The NAFTA is implemented in General Note (GN) 12 of the HTSUS. GN 12(a)(i) states that goods are eligible for the NAFTA rate of duty if they originate in the territory of a NAFTA party and qualify to be marked as goods of Canada. GN 12(b) sets forth the various methods for determining whether a good originates in the territory of a NAFTA party. Specifically, these provisions provide, in relevant part, as follows:

(a) Goods originating in the territory of a party to the North American Free Trade Agreement (NAFTA) are subject to duty as provided herein. For the purposes of this note—

(i) Goods that originate in the territory of a NAFTA party under the terms of subdivision (b) of this note and that qualify to be marked as goods of Canada under the terms of the marking rules set forth in regulations issued by the Secretary of the Treasury (without regard to whether the goods are marked), and goods enumerated in subdivision (u) of this note, when such goods are imported into the customs territory of the United States and are entered under a subheading for which a rate of duty appears in the "Special" subcolumn followed by the symbol "CA" in parentheses, are eligible for such duty rate, in accordance with section 201 of the North American Free Trade Agreement Implementation Act. * * * (b) For the purposes of this note, goods imported into the customs territory of the United States are eligible for the tariff treatment and quantitative limitations set forth in the tariff schedule as “goods originating in the territory of a NAFTA party” only if—

(i) they are goods wholly obtained or produced entirely in the territory Canada, Mexico and/or the United States; or

(ii) they have been transformed in the territory of Canada, Mexico and/or the United States so that— (A) except as provided in subdivision (f) of this note, each of the non-originating materials used in the production of such goods undergoes a change in tariff classification described in subdivision (r), (s) and (t) of this note or the rules set forth therein, or

(B) the goods otherwise satisfy the applicable requirements of subdivision (r), (s) and (t) where no change in tariff classification is required, and the goods satisfy all other requirements of this note; or

(iii) they are goods produced entirely in the territory of Canada, Mexico and/or the United States exclusively from originating materials; ….

The sugar syrups are produced in Canada from U.S. or Mexico ingredients and foreign (non-NAFTA party) ingredients.

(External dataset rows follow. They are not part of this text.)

PR #1305, opened 2020-10-29
allow to use Doctrine/Persistence:^2

jkabat:
| Q | A
| --- | ---
| Branch? |  2.0 
| Bug fix? | yes
| New feature? | no
| BC breaks? | no
| Deprecations? | no
| Tests pass? | yes
| License | MIT

### DIFF
--- a/Tests/Binary/Loader/AbstractDoctrineLoaderTest.php
+++ b/Tests/Binary/Loader/AbstractDoctrineLoaderTest.php
@@ -11,8 +11,10 @@
 
 namespace Liip\ImagineBundle\Tests\Binary\Loader;
 
-use Doctrine\Common\Persistence\ObjectManager;
-use Doctrine\Common\Persistence\ObjectRepository;
+use Doctrine\Common\Persistence\ObjectManager as LegacyObjectManager;
+use Doctrine\Common\Persistence\ObjectRepository as LegacyObjectRepository;
+use Doctrine\Persistence\ObjectManager;
+use Doctrine\Persistence\ObjectRepository;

As such, the production in Canada must cause the non-originating ingredients to meet the requisite tariff shift rule set forth in GN 12(t). As the sugar syrups at issue are classified in subheading 1702.90.9000, HTSUS, the applicable tariff shift rule is “A change to headings 1701 through 1703 from any other chapter.”

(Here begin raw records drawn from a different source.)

Issue #1576, opened 2024-03-22
Regex in redirect optimization doc matches more than expected


e-five256:
### Preconditions

This is related to the avoid redirect documentation for at least both [2.x](https://github.com/liip/LiipImagineBundle/blob/2.x/Resources/doc/optimizations/avoid-redirects.rst) and [3.x](https://github.com/liip/LiipImagineBundle/blob/3.x/doc/optimizations/avoid-redirects.rst)

### Steps to reproduce

We used the provided web server configuration in nginx in this doc:

```
location ~* .(js|jpg|jpeg|gif|png|css|tgz|gz|rar|bz2|doc|pdf|ppt|tar|wav|bmp|rtf|swf|ico|flv|txt|woff|woff2|svg)$ {
```

And found that on URLs that ended in any of these things, for example `/FirefoxCSS`, `/ruleico`, the routes were not working. It turned out the `.` was being used as the regex match on any character, so `xCSS` and `eico` would match. I believe the goal is to match on the file type, so we changed it to `\.` to fix this issue

### Expected result

The regex to not match when the location is not a specific file / file type suffix

### Actual result

I can't quite remember the actual result, I believe it was a 404, or at the very least the pages did not work

Edit: Ah, sorry, it might not be completely correct to say that. The routes responded as webpages fine, but it broke activitypub for those routes (getting a bit specific in implementation details, but the same urls also need to respond to `"Accept: application/activity+json" ` requests and they were no longer doing so. I think either way the intent wasn't to match on non-full stop characters for that regex.

dbu:
yep, i agree that the intention was to match on literal `.` and not match any character. if you have a specific prefix path to the image controller set up, you could also add that at the beginning of the matching (which would probably also be more performant, which matters given this is applied to every request). something like `location ~* ^/my-prefix/.*\.(js|...`

do you want to do a pull request (against the 2.x branch, we will then merge that into 3.x to keep them in sync)? ideally, you try the prefix and escaping the `.` in your system to make sure the doc is working as specified (i would assume in nginx we don't need to double-escape `\` but with these things its always best to actually try to be sure :-)

dbu:
the `*` after `~` btw is to make the regex case sensitive. i think we still want that, we don't expect sudden uppercase file extensions.

e-five256:
[...]

PR #1578, opened 2024-03-23
Avoid redirects documentation - escape full stop in location regex

e-five256:
| Q | A
| --- | ---
| Branch? | 2.x
| Bug fix? | yes
| New feature? | no
| BC breaks? | no
| Deprecations? | no
| Fixed tickets | #1576
| License | MIT
| Doc | 

Escapes the `.` character appearing in the suggested regex, as it has the potential of matching routes that end in a file type suffix


dbu:
thanks!

PR #1579, opened 2024-05-05
add default values to webp parameters

tacman:
Makes autowiring a bit easier.


dbu:
we can do this, it reflects the defaults in Configuration. can you please fix the cs issue? (spaces around the `=`)

just out of curiosity: when you use the service as configured by the bundle, the configuration class sets these values as default and the extension configures the parameters. what is your use case to define your own service with this? (i am thinking about a larger rewrite of the library and knowing current use cases / shortcomings is interesting for that)

dbu:
thanks for the contribution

The raw cane sugar used in producing both syrups includes raw cane sugar originating from non-NAFTA parties, i.e., Brazil, Guatemala, Costa Rica, Honduras, El Salvador or Nicaragua. Raw cane sugar is classified in heading 1701, HTSUS, which provides for “Cane or beet sugar and chemically pure sucrose, in solid form.” As the finished sugar syrups are classified in heading 1702, HTSUS, and the non-originating raw cane sugar is classified in 1701, HTSUS, the non-originating raw cane sugar fails to meet the requisite tariff shift and the finished sugar syrups do not qualify for preferential tariff treatment under the NAFTA.

HOLDING:

The sugar syrups described herein do not qualify for preferential tariff treatment under the NAFTA. NY N271047, dated June 23, 2016, is hereby modified in accordance with this decision. In accordance with 19 U.S.C. § 1625(c), this ruling will become effective 60 days after its publication in the Customs Bulletin.